After some comparison of all that statistics on all our datanodes I found out the one of them is experiencing a lot more steal time(around 30% in comparison to the other nodes around 6%).

What could be the reasons one node to be working more then the others, besides bad sharding?

Also I will contact our cloud provider, the issue could be overworked physical machine.

If one of them has a much higher steal time than the others, it's not working more--- it's working less. As the doc I linked to suggests, you could try moving it to a different physical host with less noisy neighbors.

If CPU is much higher on one node than the others, in my experience it's usually due to heavy segment merging brought on by frequent updates to one or more documents that happen to fall on shards on that node.
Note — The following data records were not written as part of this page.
PR #3441, opened 2023-01-20
solved without bonus (yetttt)

miacsilva:


src/viking.js
```diff
@@ -1,11 +1,71 @@
...
+}
 
 // Viking
-class Viking {}
+class Viking extends Soldier{
+    constructor(name, health, strength) {
+        super(health, strength)
+        this.name = name
+    }
+    attack() {
```
joaopdg, line 21: Since `Viking` is extending the class `Soldier` you don't need to declare the `attack()` method here again because it inherits it from the `Soldier:`

```
    super(health, strength);
    this.name = name;
  }
  receiveDamage(theDamage) {
    this.health -= theDamage;
    if (this.health > 0)
      return `${this.name} has received ${theDamage} points of damage`;
  }
  battleCry() {
    return "Odin Owns You All!";
  }
}
```

src/viking.js
```diff
@@ -1,11 +1,71 @@
...
+    }
+}
+
+
 
 // Saxon
-class Saxon {}
+class Saxon extends Soldier {
+    constructor(health, strength) {
+        super(health, strength)
```
joaopdg, line 40: Since `Saxon` is extending the class `Soldier` and the only thing that is different in the `Saxon` class is the `receiveDamage()` method you don't need the `constructor` neither the `super` here:

```
class Saxon extends Soldier {
  receiveDamage(theDamage) {
    this.health -= theDamage;
    if (this.health > 0)
      return `A Saxon has received ${theDamage} points of damage`;
  }
}
```

src/viking.js
```diff
@@ -43,29 +41,43 @@ class Saxon extends Soldier {
...
-        }
+        if (this.health> 0) return `A Saxon has received ${theDamage} points of damage`
+        
+        else return `A Saxon has died in combat`
+        
 } }
 
 class War {
-    constructor()
+    vikingArmy = []
```
joaopdg, line 51: When declaring classes you always should put `this.` before the keys:

```
class War {
  constructor() {
    this.vikingArmy = [];
    this.saxonArmy = [];
  }

(...)
```

src/viking.js
```diff
@@ -43,29 +41,43 @@ class Saxon extends Soldier {
...
+    saxonArmy = []
+
+    addViking(viking){
+    this.vikingArmy.push(viking)
+    }
+    addSaxon(saxon){
+    this.saxonArmy.push(saxon)
+    }
+    vikingAttack(){
```
joaopdg, line 60: This iteration is not passing this teste `"should return result of calling receiveDamage() of a Saxon with the strength of a Viking"`.
This is happening because you are returning the `this.saxonArmy.splice(saxon, 1);` inside the `if`, and the result of the attack is being returned inside an `else`. 
This means that the code will run and if `(!(this.saxonArmy[saxon].health > 0))` is true you will remove the dead saxon from the array and it will stop there, so the `return valor` will never be read.
To solve this you should do something like this:

```
(...)

  vikingAttack() {
    let viking = Math.floor(Math.random() * this.vikingArmy.length);
    let saxon = Math.floor(Math.random() * this.saxonArmy.length);
    let valor = this.saxonArmy[saxon].receiveDamage(
      this.vikingArmy[viking].strength
    );

    if (!(this.saxonArmy[saxon].health > 0)) {
      this.saxonArmy.splice(saxon, 1);
    }

    return valor;
  }

(...)
```

joaopdg (commented):
Great job on the lab Maria!

PR #3444, opened 2023-01-20
[LISFT0123]João Raposo

JRaposo22:


src/viking.js
```diff
@@ -1,11 +1,116 @@
...
+
+    vikingAttack(){
+
+        let randomViking = Math.floor(Math.random() * this.vikingArmy.length);
+        let randomSaxon =  Math.floor(Math.random() * this.saxonArmy.length);
+
+
+        let attackResult = this.saxonArmy[randomSaxon].receiveDamage(this.vikingArmy[randomViking].strength);
+
+        if(this.saxonArmy[randomSaxon].health <= 0) this.saxonArmy.pop(randomSaxon);
```
joaopdg, line 83: The array method `.pop()` will exclude only the last index of the array. Since the Saxon will always be random, and we don't know if it will be the first or the last index of the array, the correct method to use here is `.splice()` because it let's you exclude an element from any index of the array. The method `.splice()` accepts two arguments: the index from where you want to start to delete elements, and how many elements you want to delete:

```
(...)

    if (this.saxonArmy[randomSaxon].health <= 0)

(...)
```

src/viking.js
```diff
@@ -1,11 +1,116 @@
...
+    
+    }
+
+    saxonAttack(){
+        let randomViking = Math.floor(Math.random() * this.vikingArmy.length);
+        let randomSaxon =  Math.floor(Math.random() * this.saxonArmy.length);
+
+        let attackResult = this.vikingArmy[randomViking].receiveDamage(this.saxonArmy[randomSaxon].strength);
+
+        if(this.vikingArmy[randomViking].health <= 0) this.vikingArmy.pop(randomViking);
```
joaopdg, line 97: Same thing here:

```
(...)

    if (this.vikingArmy[randomViking].health <= 0)
      this.vikingArmy.splice(randomViking, 1);

(...)
```

joaopdg (commented):
Great job on the lab João!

A quick look at hot threads will tell you.

If you have most of your indices set to 1 replica and only 2 nodes, your nodes are probably doing nearly identical work.

Just so I understand your layout, (3 master, 2 data nodes) post the output of "GET /_cat/nodes?v"

192.168.146.106 70 96 13 1.53 1.59 1.62 dilm - node-2
192.168.160.192 54 97 11 1.91 2.11 2.23 dil - data-node-1
192.168.202.137 53 94 16 1.59 1.89 2.09 dilm * node-3
192.168.213.112 44 97 18 1.71 1.89 2.00 dilm - node-1
ip heap.percent ram.percent cpu load_1m load_5m load_15m node.role master name

We scaled down by removing one of the nodes dues to it's performance issue.

All your nodes are data nodes, you don't have dedicated master nodes or dedicated data nodes. That is the "d" in "dilm" and "dil".

This topic was automatically closed 28 days after the last reply. New replies are no longer allowed.